[Your task] Your answer should consist of each line from the data below that contains "needs".

_ _ _ _

Issue #10025, opened 2024-11-14
(v5) Tutorial update following template change


ArmandPhilippot:
### 📋 Explain your issue

First, sorry if I choose the wrong template... `Incorrect Content Report` didn't seem to fit so...

As discussed during Talking & Doc'ing yesterday (at least for me, the 14/11), the [tutorial for v5](https://5-0-0-beta.docs.astro.build/en/tutorial/0-introduction/) needs to be updated following the changes made by https://github.com/withastro/astro/pull/12083.

I haven't finished the tutorial yet, it took me longer than I thought. (This is the first time I do it, you have to excuse me. 🎉 Well, it's mainly taking notes that takes time! 😄 )

I stopped at <q>Add an RSS feed</q>. To avoid losing my notes, I preferred to share them now.

## First try with `pnpm create astro@beta`

I tried this approach first but, I agree with Chris. If we keep `pnpm create astro@latest`, there are too many things to update. Even by modifying two steps while initializing the project, from step 12 it is no longer possible to follow the tutorial without major changes.

## Second try with `pnpm create astro@beta -- --template minimal`

In summary, there are fewer changes but we will have problems with Typescript from Unit 5 onwards. I haven't looked for fixes yet, just noted the reported errors.

Also, I skipped the steps related to Github and Netlify because I don't see why they would be affected... and I didn't want to waste time with that. If needed, I'll redo the tutorial when I have more time.

1. On [Create your first Astro project](https://5-0-0-beta.docs.astro.build/en/tutorial/1-setup/2/)

* Step 1 needs to be updated with the template flag
* Step 4 and 5 needs to be removed

2. On [Create a blog post archive](https://5-0-0-beta.docs.astro.build/en/tutorial/5-astro-api/1/)

* Step 1, nit:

_ _ _ _

[Written response]
As discussed during Talking & Doc'ing yesterday (at least for me, the 14/11), the [tutorial for v5](https://5-0-0-beta.docs.astro.build/en/tutorial/0-introduction/) needs to be updated following the changes made by https://github.com/withastro/astro/pull/12083.
* Step 1 needs to be updated with the template flag
* Step 4 and 5 needs to be removed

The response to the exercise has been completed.